* The records
PR #1777, opened 2025-10-13
feat: coupon code discount

JoeBrar:
Moderators can create and manage Coupon Codes from the Settings modal. Coupon code can either deduct a percentage from the amount or deduct a fixed value from the amount. A course or a batch must be linked to the coupon code.

https://github.com/user-attachments/assets/e5832093-2723-402d-b54f-c4afbec2de94

A student can apply coupon code on the billing page. When applied, deductions will be shown and the reduced total gets passed to the payment gateway.

https://github.com/user-attachments/assets/723c4443-2aa5-4999-b58c-e26eee5ae034

### DIFF
--- a/lms/lms/utils.py
+++ b/lms/lms/utils.py
@@ -1932,61 +1932,79 @@ def publish_notifications(doc, method):
 
 
 def update_payment_record(doctype, docname):
-	request = frappe.get_all(
+	request = get_integration_requests(doctype, docname)
+
+	if len(request):
+		data = request[0].data
+		data = frappe._dict(json.loads(data))
+		payment_doc = get_payment_doc(data.payment)
+
+		update_payment_details(data)
+		update_coupon_redemption(payment_doc)
+
+		if payment_doc.payment_for_certificate:
+			update_certificate_purchase(docname, data.payment)
+		elif doctype == "LMS Course":
+			enroll_in_course(docname, data.payment)
+		else:
+			enroll_in_batch(docname, data.payment)
+
+
+def get_integration_requests(doctype, docname):
+	return frappe.get_all(
 		"Integration Request",
 		{
 			"reference_doctype": doctype,
 			"reference_docname": docname,
 			"owner": frappe.session.user,
 		},
+		["data"],
 		order_by="creation desc",
 		limit=1,
 	)
 
-	if len(request):
-		data = frappe.db.get_value("Integration Request", request[0].name, "data")
-		data = frappe._dict(json.loads(data))
 
-		payment_gateway = data.get("payment_gateway")
-		if payment_gateway == "Razorpay":
-			payment_id = "razorpay_payment_id"
-		elif "Stripe" in payment_gateway:
-			payment_id = "stripe_token_id"
-		else:
-			payment_id = "order_id"
+def get_payment_doc(payment_name):
+	return frappe.db.get_value(
+		"LMS Payment", payment_name, ["name", "coupon", "payment_for_certificate"], as_dict=True
+	)
+
+
+def update_payment_details(data):
+	payment_id = get_payment_id(data)
+
+	frappe.db.set_value(
+		"LMS Payment",
+		data.payment,
+		{
+			"payment_received": 1,
+			"payment_id": data.get(payment_id),
+			"order_id": data.get("order_id"),
+		},
+	)
+
+
+def get_payment_id(data):
+	payment_gateway = data.get("payment_gateway")
+	if payment_gateway == "Razorpay":
+		payment_id = "razorpay_payment_id"
+	elif "Stripe" in payment_gateway:
+		payment_id = "stripe_token_id"
+	else:
+		payment_id = "order_id"
+	return payment_id
+
+
+def update_coupon_redemption(payment_doc):
+	if payment_doc.coupon:
+		redemption_count = frappe.db.get_value("LMS Coupon", payment_doc.coupon, "redemption_count") or 0
 
 		frappe.db.set_value(
-			"LMS Payment",
-			data.payment,
-			{
-				"payment_received": 1,
-				"payment_id": data.get(payment_id),
-				"order_id": data.get("order_id"),
-			},
+			"LMS Coupon",
+			payment_doc.coupon,
+			"redemption_count",
+			redemption_count + 1,
 		)
-
-		# Increment coupon usage if applicable
-		coupon = frappe.db.get_value("LMS Payment", data.payment, "coupon")
-		if coupon:
-			frappe.db.sql(
-				"""
-				UPDATE `tabLMS Coupon`
-				SET times_redeemed = COALESCE(times_redeemed, 0) + 1
-				WHERE name = %s
-				""",
-				(coupon,),
-			)
-		payment_for_certificate = frappe.db.get_value("LMS Payment", data.payment, "payment_for_certificate")
-
-		try:
-			if payment_for_certificate:
-				update_certificate_purchase(docname, data.payment)
-			elif doctype == "LMS Course":
-				enroll_in_course(docname, data.payment)
-			else:
-				enroll_in_batch(docname, data.payment)
-		except Exception as e:
-			frappe.log_error(frappe.get_traceback(), _("Enrollment Failed, {0}").format(e))
 
 
 def enroll_in_course(course, payment_name):
--- a/frontend/src/components/Settings/Coupons/CouponItems.vue
+++ b/frontend/src/components/Settings/Coupons/CouponItems.vue
@@ -120,30 +120,6 @@ watch(
 
 const saveItems = (parent = null) => {
 	return rows.value
-	/* for (const row of rows.value) {
-        if (row.name) {
-            await applicableItems.setValue.submit({
-                ...row,
-            }, {
-                onSuccess() {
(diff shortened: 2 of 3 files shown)


frontend/src/components/Settings/CouponDetails.vue
```diff
@@ -0,0 +1,230 @@
...
+					minlength="6"
+					@beforeinput="handleCodeInput"
+					@input="doc.code = $event.target.value.toUpperCase()"
+				/>
+				<FormControl
+					v-model="doc.discount_type"
+					:label="__('Discount Type')"
+					:required="true"
+					type="select"
+					:options="['Percent', 'Amount']"
```
pateljannat: Lets rename these to Percentage and Fixed Amount to add more clarity

frontend/src/components/Settings/CouponDetails.vue
```diff
@@ -0,0 +1,230 @@
...
+					type="date"
+					:description="__('Leave blank for no expiry')"
+				/>
+				<FormControl
+					v-model="doc.usage_limit"
+					:label="__('Usage Limit')"
+					type="number"
+					:placeholder="__('Unlimited')"
+				/>
+				<Switch v-model="doc.active" :label="__('Active')" />
```
pateljannat: Enabled is the term used in other features. Lets rename this to enabled. Both the label and the fieldname

frontend/src/components/Settings/CouponDetails.vue
```diff
@@ -0,0 +1,230 @@
...
+				<div class="col-span-2">
+					<div class="text-md font-medium text-ink-gray-7 mb-1 mt-2">
```
pateljannat: Can we change this to a table format? You can refer to how test cases are added in Programming Exercises.

frontend/src/components/Settings/CouponDetails.vue
```diff
@@ -0,0 +1,230 @@
...
+	expires_on: null,
+	usage_limit: null,
+	applicable_items: [],
+})
+
+const dialogTitle = computed(() =>
+	props.couponId === 'new' ? __('New Coupon') : __('Edit Coupon')
+)
+
+const getDoc = createResource({
```
pateljannat: Ideally, couponCodes list should be fetched in Coupons.vue using createListResource and this resource should be passed as model to CouponDetails.vue. Check Badges.vue for reference.

This resource can then be used to add new coupons and edit existing coupons without having to create another resource.

frontend/src/components/Settings/CouponDetails.vue
```diff
@@ -0,0 +1,230 @@
...
+const insertDoc = createResource({
+	url: 'frappe.client.insert',
+	makeParams(values) {
+		return { doc: { doctype: 'LMS Coupon', ...doc.value } }
+	},
+})
+
+function handleCodeInput(event) {
+	if (event.data && !/^[A-Za-z0-9]*$/.test(event.data)) {
+		event.preventDefault()
```
pateljannat: If this code checks that only alphabets and numbers are used, then this is not the right approach. As a user, I will add a special character, and this would make it disappear, without any feedback, and I would assume the system is malfunctioning. 

Instead, we can add a validation on save that only letters and numbers are accepted. This way, the user gets feedback

frontend/src/components/Settings/Coupons.vue
```diff
@@ -0,0 +1,144 @@
...
+				<template #prefix>
+					<Plus class="h-3 w-3 stroke-1.5" />
+				</template>
+				{{ __('New') }}
+			</Button>
+		</div>
+
+		<div v-if="coupons.data?.length" class="overflow-y-scroll">
+			<table class="w-full text-sm">
+				<thead>
```
pateljannat: Use the Frappe UI List View component. Check Badges for usage.

frontend/src/components/Settings/Coupons.vue
```diff
@@ -0,0 +1,144 @@
...
+						<td class="p-2">{{ row.expires_on || '-' }}</td>
+						<td class="p-2">
+							{{ row.times_redeemed }}/{{ row.usage_limit || '∞' }}
+						</td>
+						<td class="p-2">
+							<Badge v-if="row.active" theme="green">{{ __('Enabled') }}</Badge>
+							<Badge v-else theme="gray">{{ __('Disabled') }}</Badge>
+						</td>
+						<td class="p-2 text-right" @click.stop>
+							<Button variant="ghost" @click="confirmDelete(row)">
```
pateljannat: With the Frappe UI list view component, multiple rows can be deleted at once, too. Check ZoomSettings.vue for reference.

frontend/src/components/Settings/TransactionDetails.vue
```diff
@@ -115,10 +148,24 @@ const props = defineProps<{
 	transaction: { [key: string]: any } | null
 }>()
 
+const paymentDoc = createResource({
+	url: 'frappe.client.get',
+	makeParams() {
+		return { doctype: 'LMS Payment', name: props.transaction?.name }
```
pateljannat: We don't need this. Why did you feel the need to make this resource?

frontend/src/components/Settings/TransactionDetails.vue
```diff
@@ -115,10 +148,24 @@ const props = defineProps<{
...
+})
+
 watch(
 	() => props.transaction,
 	(newVal) => {
-		transactionData.value = newVal ? { ...newVal } : null
+		if (newVal?.name) {
+			paymentDoc.submit()
+		} else {
+			transactionData.value = null
```
pateljannat: Again, this change is not needed.

frontend/src/pages/Billing.vue
```diff
@@ -56,6 +63,35 @@
...
+								@click="applyCouponCode"
+								variant="outline"
+								>{{ __('Apply') }}</Button
+							>
+							<Button
+								v-if="appliedCoupon"
+								@click="removeCoupon"
+								variant="subtle"
+								class="bg-red-200"
+								><X class="h-4.5 w-4.5"
```
pateljannat: Improve the formatting everywhere. Install pre-commit.

frontend/src/pages/Billing.vue
```diff
@@ -56,6 +63,35 @@
 							{{ orderSummary.data.total_amount_formatted }}
 						</div>
 					</div>
+					<div class="mb-5">
+						<div
```
pateljannat: I feel this entire section should be below the transaction details, in a separate box. The current UI does not look good.

lms/lms/doctype/lms_coupon/lms_coupon.json
```diff
@@ -0,0 +1,166 @@
...
+   "fieldtype": "Int",
+   "label": "Amount Off",
+   "mandatory_depends_on": "eval:doc.discount_type=='Amount'"
+  },
+  {
+   "default": "1",
+   "fieldname": "active",
+   "fieldtype": "Check",
+   "in_list_view": 1,
+   "label": "Active"
```
pateljannat: Make it Enabled

frontend/src/components/Settings/Coupons.vue
```diff
@@ -0,0 +1,144 @@
...
+						<td class="p-2">{{ row.discount_type }}</td>
+						<td class="p-2">
+							<span v-if="row.discount_type === 'Percent'"
+								>{{ row.percent_off }}%</span
+							>
+							<span v-else>{{ row.amount_off }}</span>
+						</td>
+						<td class="p-2">{{ row.expires_on || '-' }}</td>
+						<td class="p-2">
+							{{ row.times_redeemed }}/{{ row.usage_limit || '∞' }}
```
pateljannat: I think we should show this as 2 separate columns next to each other

lms/lms/doctype/lms_payment/lms_payment.json
```diff
@@ -18,15 +18,19 @@
   "payment_details_section",
   "currency",
   "amount",
-  "amount_with_gst",
+  "coupon",
```
pateljannat: Why are there 2 fields, coupon and coupon code, and if one is the name of the coupon code document and the other is the actual coupon code applied, then why are they not near each other?

lms/lms/payments.py
```diff
@@ -23,23 +23,43 @@ def get_payment_link(
...
 	payment_gateway = get_payment_gateway()
 	address = frappe._dict(address)
-	amount_with_gst = total_amount if total_amount != amount else 0
+
+	coupon_context = None
+	if doctype in ["LMS Course", "LMS Batch"] and coupon_code:
+		try:
+			from lms.lms.utils import apply_coupon
+
+			coupon_context = apply_coupon(doctype, docname, coupon_code)
```
pateljannat: Move this piece to a separate function

lms/lms/utils.py
```diff
@@ -1867,6 +1934,18 @@ def update_payment_record(doctype, docname):
 				"order_id": data.get("order_id"),
 			},
 		)
+
+		# Increment coupon usage if applicable
+		coupon = frappe.db.get_value("LMS Payment", data.payment, "coupon")
+		if coupon:
+			frappe.db.sql(
```
pateljannat: Use Frappe ORM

* Activity
Each line of the data that contains "click" belongs in the answer.

* Problem solution
+						<td class="p-2 text-right" @click.stop>
+							<Button variant="ghost" @click="confirmDelete(row)">
+								@click="applyCouponCode"
+								@click="removeCoupon"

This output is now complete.